PR #2171, opened 2019-02-22
Add u-no-print utility to exclude elements from printed pages

### LINKED ISSUE #1982: Add a print stylesheet with a .u-no-print class
We should have a print.css file in Vanilla.

We should borrow ideas from the https://www.ubuntu.com/static/css/print.css file and making printing with Vanilla great!

deadlight:
## Done

Added `u-no-print` utility

## QA

- Pull code
- Run `./run serve --watch`
- Open http://0.0.0.0:8101/vanilla-framework/examples/utilities/no-print/
- Pretend to print the page and see that one of the paragraphs doesn't show in the preview (don't really print, think of the :deciduous_tree:!)
- `cd docs`
- `./run`
- See that the [documentation exists](http://0.0.0.0:8104/en/utilities/no-print)

## Details

Fixes #1982

### DIFF
--- a/docs/en/metadata.yaml
+++ b/docs/en/metadata.yaml
@@ -64,6 +64,9 @@ navigation:
       - location: utilities/hide.md
         title: Hide
 
+      - location: utilities/no-print.md
+        title: No print
+
       - location: utilities/margin-collapse.md
         title: Margin collapse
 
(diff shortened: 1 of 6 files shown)


kwm14:
Nice. LGTM 👍

PR #2177, opened 2019-02-26
Add local font of ‘Ubuntu’ to all font-face calls

barrymcgee:
https://developers.google.com/web/fundamentals/performance/optimizing-content-efficiency/webfont-optimization

## Done

Add local font of ‘Ubuntu’ to all font-face calls - many of our users will be running Ubuntu as their OS so will have Ubuntu already available to them.

## QA

- Pull code
- Run `./run serve --watch`
- Ensure no Percy changes

### DIFF
--- a/scss/_base_fontfaces.scss
+++ b/scss/_base_fontfaces.scss
@@ -4,49 +4,49 @@
       font-family: 'Ubuntu';
       font-style: normal;
       font-weight: 300;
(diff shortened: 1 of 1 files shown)


deadlight:
The local version of the ubuntu font doesn't have the thin variant so we're unable to rely on it for our websites

deadlight:
`develop` branch:
image

This PR's demo:
image

Both are FF on Ubuntu 18:10

barrymcgee:
Annoying - I wonder if we should try to get Google fonts to host the correct font stack? Anyway, not the issue for here.

PR #2222, opened 2019-03-19
The trouble with unitless line-heights

lyubomir-popov:
## Done

I've been asked a few times why we're not using unitless line-heights, so I made this pr to demonstrate. When using fractional line-heights, they are rounded to 1.0 1.33 1.66 2.0. Values in between are snapped to one of these. Since the vertical rhythm we use relies on multiples of .5rem, we can't get the exact values as specced.

## Details

- Pull code
- Run `./run`
- Look at the typographic spacing example, try changing line-heights to see the peculiar behaviour.

### DIFF
--- a/_jekyll/_layouts/default.html
+++ b/_jekyll/_layouts/default.html
@@ -12,7 +12,7 @@
         {% endif %}
     </head>
 
-    <body style="margin: 1rem;">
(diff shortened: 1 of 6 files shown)


lyubomir-popov:
This was just to demonstrate why unitless line-heights don't work. Closing.

PR #2228, opened 2019-03-21
Remove sidebar navigation and docs example

### LINKED ISSUE #1623: Deprecate sidebar navigation component from framework
## Process

Remove tagline from sidebar navigation component as it isn't in the Design spec.

1. Component: https://docs.vanillaframework.io/en/patterns/navigation#sidebar-navigation
2. Design spec: https://github.com/ubuntudesign/vanilla-design/tree/master/Sidebar%20navigation

## Expected result
sidebar-navigation

## Current result
screen shot 2018-03-14 at 17 13 47

deadlight:
## Done

Removed the sidebar navigation component.
Also removed the "docs" layout example since it's only purpose was showcasing this component.

## QA

- Pull code
- Run `./run serve --watch`
- See that the component no longer exists

## Details

Fixes #1623


docs/sass/_settings.scss
```diff
@@ -2,7 +2,6 @@ $breakpoint-medium: 900px;
 $grid-max-width: none;
 
 $content-padding: 0 5%;
-$sidebar-width: 18rem;
```
b-m-f: This is still used in https://github.com/vanilla-framework/vanilla-framework/blob/1fcc0471ff0dccbaeded9cef47f72351c74f638f/docs/sass/styles.scss#L83 and gets redefined in https://github.com/vanilla-framework/vanilla-framework/blob/16048244cdea109353b4d912baf084aef284f5eb/scss/_patterns_code-numbered.scss#L2 . 

Second one shouldnt be a problem, but maybe another name at a later point?

b-m-f:
CI is breaking

docs/sass/_settings.scss
deadlight: Explained in-person:
 - /docs has it's own nested, NPM-installed version of Vanilla so it can continue using the variable until it is upgraded to v2.0
 - the same-named variable is scoped to that component and is OK to stay

PR #2231, opened 2019-03-25
Grid: Add classes to reset margin of first column on rows other than first, per breakpoint

lyubomir-popov:
## Done

Shelves grid lacks the ability to specify first-column per breakpoint. 
This gets in the way of making responsive layouts. For example:

Say you want to create a logo strip containing 12 logos, 2 rows x 6 logos on desktop, 3 rows x 4 logos on mobile.

If you put 12 logos in one row, you have the following problem:
on desktop: the first logo on the second row is offset by a margin-left, because the grid is not aware you're in column 1.

If you apply u-no-margin--left on that logo to fix the alignment, you're breaking the mobile view, because the utility removes margins across all breakpoints.

To solve this, we need what is commonly implemented as a first-col class - a reset of the margin that only affects mobile/tablet/desktop.

This pr provides those classes.

Example of this working can e found on the maas homepage in this pr: 
https://maas-io-canonical-websites-pr-316.run.demo.haus/

## QA

- Pull code
- Run `./run serve --watch`
- [Add additional steps]

## Details

## Screenshots

### DIFF
--- a/scss/_utilities_grid.scss
+++ b/scss/_utilities_grid.scss
@@ -1,17 +1,17 @@
 @mixin grid-first-col {
-  .u-first-col--mobile {
+  .u-first-col--small {
     @media (max-width: $breakpoint-small) {
       margin-left: 0;
     }
   }
 
-  .u-first-col--tablet {
+  .u-first-col--medium {
     @media (min-width: $breakpoint-small) and (max-width: $breakpoint-medium) {
       margin-left: 0;
     }
   }
 
-  .u-first-col--desktop {
+  .u-first-col--large {
     @media (min-width: $breakpoint-medium) {
       margin-left: 0;
     }
--- a/scss/_utilities_grid.scss
+++ b/scss/_utilities_grid.scss
@@ -1,18 +1,21 @@
 @mixin grid-first-col {
   .u-first-col--small {
     @media (max-width: $breakpoint-small) {
+      clear: left;
       margin-left: 0;
     }
   }
 
   .u-first-col--medium {
     @media (min-width: $breakpoint-small) and (max-width: $breakpoint-medium) {
+      clear: left;
       margin-left: 0;
     }
   }
 
   .u-first-col--large {
     @media (min-width: $breakpoint-medium) {
+      clear: left;
       margin-left: 0;
     }
   }
--- a/scss/_utilities_grid.scss
+++ b/scss/_utilities_grid.scss
@@ -1,0 +1,19 @@
+@mixin grid-first-col {
+  .u-first-col--mobile {
+    @media (max-width: $breakpoint-small) {
+      margin-left: 0;
+    }
+  }
+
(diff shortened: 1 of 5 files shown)


deadlight:
@lyubomir-popov this is failing CI. Can you check that it runs locally.

kwm14:
@lyubomir-popov comment above by @deadlight 👍

lyubomir-popov:
@kwm14 @deadlight this one is ready for another review as well

scss/_utilities_grid.scss
```diff
@@ -0,0 +1,19 @@
...
+    }
+  }
+
+  .u-first-col--tablet {
+    @media (min-width: $breakpoint-small) and (max-width: $breakpoint-medium) {
+      margin-left: 0;
+    }
+  }
+
+  .u-first-col--desktop {
```
anthonydillon: We don't use device names in Vanilla. We use small, medium and large.

scss/_utilities_grid.scss
```diff
@@ -0,0 +1,19 @@
+@mixin grid-first-col {
+  .u-first-col--mobile {
```
anthonydillon: What is the use case for these?

scss/_utilities_grid.scss
```diff
@@ -0,0 +1,19 @@
+@mixin grid-first-col {
```
anthonydillon: Couldn't we just add sizes to `u-no-margin` and `u-no-padding`. These classes are very specific.

deadlight: I agree that they're very specific to the pattern but is that a bad thing. 

Using utility classes to fix a pattern isn't a good plan, the pattern should work with its own BEM classes. We should discourage the use of utilities unless they're absolutely necessary. This is a tricky use-case as they're workaround classes for a tricky problem, so it's not quite so black-and-white but I, personally, prefer this to using utilities.

scss/_utilities_grid.scss
deadlight: They are for selecting the first column of wrapping items in lists, from what I understand.

i.e., if you have 8 items on a large viewport and two rows of 4 items wrapping in a small viewport then the 5th item needs the `.u-first-col--mobile` (I agree with your other comment, it should be `.u-first-col--small`) to fix the first-item specific styling.

lyubomir-popov:
@anthonydillon @deadlight I'm closing this. Turns out shelves grid actually has margin reset classes for first columns, they're just not documented anywhere ([actually, the docs explicitly say there aren't .first classes](http://shelvesgrid.org/docs/css#columns)). But in the generated css you can search for  e.g. .first-mobile-col, which I traced to https://github.com/vanilla-framework/vanilla-framework/blob/48b54155b5e3f1a16af4348357929bb26360c503/scss/grid/shelves/_variables.scss#L61

PR #248, opened 2022-03-02
Fix - linear LaneOffset Action should properly use the given rate

cfschaller:
Hi Emil,

yet another pull request - hoping that our change finds your approval and is in line with the OpenSCENARIO standard.

Using a "linear" LaneOffset action we were wondering that esmini calculated other durations for the respective maneuvers than we would have expected. For example, for a vehicle starting in the lane center and targeting an absolute lane offset of 1m, we would have expected the maneuver to take 2 seconds when giving it a rate of 0.5 (=what we understand as linear behavior).

Looking at the current esmini-code, we revisited the standard but still understand that the given parameter for the LaneOffsetAction should be used as the rate of the linear transition, which is achieved by the suggested change.

### DIFF
--- a/EnvironmentSimulator/Modules/ScenarioEngine/OSCTypeDefs/OSCPrivateAction.cpp
+++ b/EnvironmentSimulator/Modules/ScenarioEngine/OSCTypeDefs/OSCPrivateAction.cpp
@@ -117,9 +117,8 @@ double OSCPrivateAction::TransitionDynamics::GetTargetParamValByPrimPrimPeak(dou
 	}
 	else if (shape_ == DynamicsShape::LINEAR)
 	{
-		// Acceleration is infinite at start and end, anything else should result in flat line
-		// Just to have something reasonable, re-use acc equation from CUBIC case
-		return sqrt(6 * abs(GetTargetVal() - GetStartVal()) / prim_prim_peak);
+		// For the linear case, the duration should be distance / rate.
+		return abs(GetTargetVal() - GetStartVal()) / prim_prim_peak;
 	}
 	else if (shape_ == DynamicsShape::SINUSOIDAL)
 	{


eknabevcc:
To my understanding (unfortunately) the LaneOffset action is not using rate in the same way LaneChange do. 

Rate (change rate of lateral movement) is an attribute of the LaneChange [dynamicsDimension](https://www.asam.net/static_downloads/ASAM_OpenSCENARIO_V1.1.1_Model_Documentation/modelDocumentation/content/DynamicsDimension.html). 
While in LaneOffset the user specifies maximum lateral acceleration (maximum change rate of lateral speed) as part of [LaneOffsetActionDynamics](https://www.asam.net/static_downloads/ASAM_OpenSCENARIO_V1.1.1_Model_Documentation/modelDocumentation/content/LaneOffsetActionDynamics.html).

Maximum lateral acceleration is defined for (C1) continuous shapes like sinusoidal and cubic. However, for the linear shape the lateral acceleration is infinite at start and endpoints (where the motions changes from and to moving straight along the lane). So, to have any reasonable mapping of the maxLateralAccleration attribute we simply picked same calculation as for the cubic case.

This difference between the nearly related lane actions in OpenSCENARIO has been and still is under discussion. One reason for keeping the differences, instead of aligning, is that most often they can solve the same use case while providing different interface in effect providing richer use case coverage.

So, in your case, if you need/want to specify lateral rate, would it be possible to define the action in terms of LaneChange action instead of LaneOffset, e.g. keep lane but change offset? If not, please explain the limitation, it can be useful input.

cfschaller:
Hi Emil,

first off, sorry for the delayed reply!
I agree that for the LaneOffsetAction the maximum lateral acceleration (and not the change rate as for the LaneChange) is to be provided. However, as you stated, that does not make sense for the linear shape where there is infinite accelerations at the start/end and zero otherwise.

Therefore, I would still see the following argumentation for using the suggested PR instead of the formula for the cubic case:
- the calculation for the cubic case does not have anything to do with the linear shape of the action - it is not clear for the user what kind of linear movement will result from providing a certain rate (or is there really a use case where the user would want to provide the cubic rate for the linear shape?)
- in contrast, providing the linear rate is intuitive (as it is the one value describing the linear shape)

What do you think?

Finally: Yes, a LaneChangeAction with the same lane and the target offset can be used as a replacement for our use case.

cfschaller:
Hi Emil,

I see your point. We will use the LaneChangeAction for now and I will get back to you in case we come accross a limitation.

Thanks again for all the details - I will close this PR for now.

PR #249, opened 2022-03-02
Suggestion: new esminiLib-Method to register a callback for triggered conditions

cfschaller:
Hi Emil,

and another one - but this time it is not a fix, but a suggestion for a new feature.

UseCase: We would like to know from a simulation run in esmini when a certain condition was triggered. Of course, it would be possible to parse the log/console output, but a much cleaner solution seems to be registering a callback that is called every time a condition is triggered.

What do you think?

Feel free to ask further questions, request changes or make suggestions - we want to make this an improvement of esmini and not just a function we "need".

### DIFF
--- a/EnvironmentSimulator/Libraries/esminiLib/esminiLib.cpp
+++ b/EnvironmentSimulator/Libraries/esminiLib/esminiLib.cpp
@@ -22,6 +22,7 @@
 #endif
 #include "vehicle.hpp"
 #include "pugixml.hpp"
+#include "OSCCondition.hpp"
 
 using namespace scenarioengine;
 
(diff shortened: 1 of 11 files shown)


cfschaller:
Hi Emil,

and a little update on this one. We added a second callback that can be registered: this time not for conditions, but for events (where there is event start and event end, which is signaled by a bool in the callback).

Looking forward to your feedback!

eknabevcc:
Great contribution! I like these callback features. I think the can be really useful.

I did a manual rebase, solved one minor conflict, and finally merged on master.
Thanks! Closing the PR.

PR #250, opened 2022-03-03
libjpeg upgrade to newest release 9e, some fixes

tmIdiada:
- newest release libjpeg9e supported, tested under linux x86_64 architecture with ubuntu18.04 in graphical mode, additionally build tested on aarch64 linux architecture (visual result could not be tested due to some graphical issues, nvidia tegra graphics chip), aarch64 linux architecture supported since version libjpeg-9, but until actual version 9e even more architectures are supported and no issues could be identified using the newest version here
- some fixes have been done with variables/paths
- fbx per default activated now on linux and mac, but I had problems here on linux, not sure if this installation really works, I had this variable always per default as false

### DIFF
--- a/scripts/generate_osg_libs.sh
+++ b/scripts/generate_osg_libs.sh
@@ -28,6 +28,8 @@
 # -----------------------------------------------------------------------------------
 # Review and update settings in this section according to your system and preferences
 
+fbx_support=false  # users are encouraged to convert fbx to osgb format whenever possible
+
 if [ "$OSTYPE" == "msys" ]; then
 	# Visual Studio 2019 - toolkit from Visual Studio 2017
 	GENERATOR=("Visual Studio 16 2019")
@@ -53,8 +55,6 @@ if [ "$OSTYPE" == "msys" ]; then
     target_dir="v10"
     zfilename="osg_v10.7z"
     z_exe="$PROGRAMFILES/7-Zip/7z"
-    fbx_support=false
-
 
 elif [[ "$OSTYPE" == "darwin"* ]] || [[ "$OSTYPE" == "linux-gnu"* ]]; then
 	# Unix Makefiles (for Ubuntu and other Linux systems)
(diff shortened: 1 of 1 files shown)


eknabevcc:
I will look at the FBX issue(s). 
Actually, one reason for bringing in FBX was to support animations in future.
However, I recently tested to convert some 3D FBX files with embedded animations to OSGB. And to my positive surprise the animations followed and worked just as fine in the .osgb file. So I'm now leaning towards skipping plans for FBX support by default in esmini, and instead promoting conversion of such files to osgb. Main reason to avoid esmini binaries grow. FBX is a huge library, especially the debug version. 

So my current thinking is to remove FBX support from the osg libs built for esmini. 
Instead encourage and show how to convert into osgb. 
What do you think?

tmIdiada:
> I will look at the FBX issue(s). Actually, one reason for bringing in FBX was to support animations in future. However, I recently tested to convert some 3D FBX files with embedded animations to OSGB. And to my positive surprise the animations followed and worked just as fine in the .osgb file. So I'm now leaning towards skipping plans for FBX support by default in esmini, and instead promoting conversion of such files to osgb. Main reason to avoid esmini binaries grow. FBX is a huge library, especially the debug version.
> 
> So my current thinking is to remove FBX support from the osg libs built for esmini. Instead encourage and show how to convert into osgb. What do you think?

Hi, yes I like the idea to keep esmini as slim as possible, especially regarding external libs, like sumo, osi, osg, fbx, libjpeg, ... the less the better it is and easier for updates/upgrades. Then you should set the variable to false value also for linux and mac build per default.

eknabevcc:
I tried to remember whether the choice of jpeg 8d was on some purpose, instead of going for the latest. Anyway, I can't remember it now, and it seems to build just fine on Kubuntu and Ubuntu. So let's go for it!
Thanks again for your efforts. Great that esmini portability is expanding 👍

PR #265, opened 2022-03-30
Fixed issue in RoadPath::Calculate

brifsttar:
Hi Emil, it's me again

A colleague and I tracked down an issue, still related to `Position::Delta`. This time, we sometimes had a `ds` with the wrong sign. Our investigation lead us there:

https://github.com/esmini/esmini/blob/45ef22ed04867f6e6630bb73461e5d4a3fcd7d93/EnvironmentSimulator/Modules/RoadManager/RoadManager.cpp#L4510-L4520

We were in the first cast of the `OR` (`node->link == startRoad->GetLink(LinkType::PREDECESSOR)`), and our `HRelative` was like 2*PI, so we fully expected the condition to be false, to have `direction_` set to `-1` and then to have proper signing on our `ds`.

However, the second part of the `OR` seems to be missing a set of parenthesis, which meant the condition was evaluated as `A AND B OR C` instead of what we're assuming should be `A AND (B OR C)`.

In our case, A was obviously false, but C was true. And apparently, in C++, `false && false || true` is `true`, so we got in the condition, `direction_` was set to `1`, which lead to our problem.

We fixed that pretty hastily by just adding parenthesis, but I think we should have taken this opportunity to rewrite this condition more clearly, which makes it both more readable and help reduce the risk of mistakes. Something like the following

```cpp
bool isPred = node->link == startRoad->GetLink(LinkType::PREDECESSOR);
bool isGTPi2 = abs(startPos_->GetHRelative()) > M_PI_2;
bool isLT3Pi2 = abs(startPos_->GetHRelative()) < 3 * M_PI / 2);
bool isSucc = node->link == startRoad->GetLink(LinkType::SUCCESSOR);
bool isLTPi2 = abs(startPos_->GetHRelative()) < M_PI_2;
bool isGT3Pi2 = abs(startPos_->GetHRelative()) > 3 * M_PI / 2;
if ((isPred && isGTPi2  && isLT3Pi2) || (isSucc && (isLTPi2  || isGT3Pi2 ))) {
    // ...
}

// or

bool isPredAndBack = isPred && isGTPi2  && isLT3Pi2;
bool isSuccAndFront = isSucc && (isLTPi2  || isGT3Pi2 );

if (isPredAndBack || isSuccAndFront) {
    // ...
}

```

The compiler will optimize all that anyway, so it should have no performance impact.

### DIFF
--- a/EnvironmentSimulator/Modules/RoadManager/RoadManager.cpp
+++ b/EnvironmentSimulator/Modules/RoadManager/RoadManager.cpp
@@ -4510,7 +4510,7 @@ int RoadPath::Calculate(double &dist, bool bothDirections, double maxDist)
 					if ((node->link == startRoad->GetLink(LinkType::PREDECESSOR) &&
 						abs(startPos_->GetHRelative()) > M_PI_2 && abs(startPos_->GetHRelative()) < 3 * M_PI / 2) ||
 						((node->link == startRoad->GetLink(LinkType::SUCCESSOR) &&
-						abs(startPos_->GetHRelative()) < M_PI_2 || abs(startPos_->GetHRelative()) > 3 * M_PI / 2)))
+						(abs(startPos_->GetHRelative()) < M_PI_2 || abs(startPos_->GetHRelative()) > 3 * M_PI / 2))))
 					{
 						direction_ = 1;
 					}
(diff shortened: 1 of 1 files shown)


esmini:
Excellent finding! Yes I now also see the error, by pure visual inspection of the if-case. Sometimes I add obsolete parenthesis around AND components even though they should have precedence over OR. But sometimes I skip and rely on the rules. In this case I seem to mixed the two strategies 🙃

I was about to accept the PR immediately. But I find your further proposed code clarification beautiful. Can I ask you to commit that on this PR? In that case I keep it open until then.

eknabevcc:
Very good. Let's start merging this. 👍
I'll look into the other issue when I can find time.

eknabevcc:
The initial issue is fixed and included in release [2.22.0](https://github.com/esmini/esmini/releases/tag/v2.22.0).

• **PROBLEM**
What is needed is every line from the data above that includes the string "request", copied out.

• **RESPONSE BELOW**
yet another pull request - hoping that our change finds your approval and is in line with the OpenSCENARIO standard.
Feel free to ask further questions, request changes or make suggestions - we want to make this an improvement of esmini and not just a function we "need".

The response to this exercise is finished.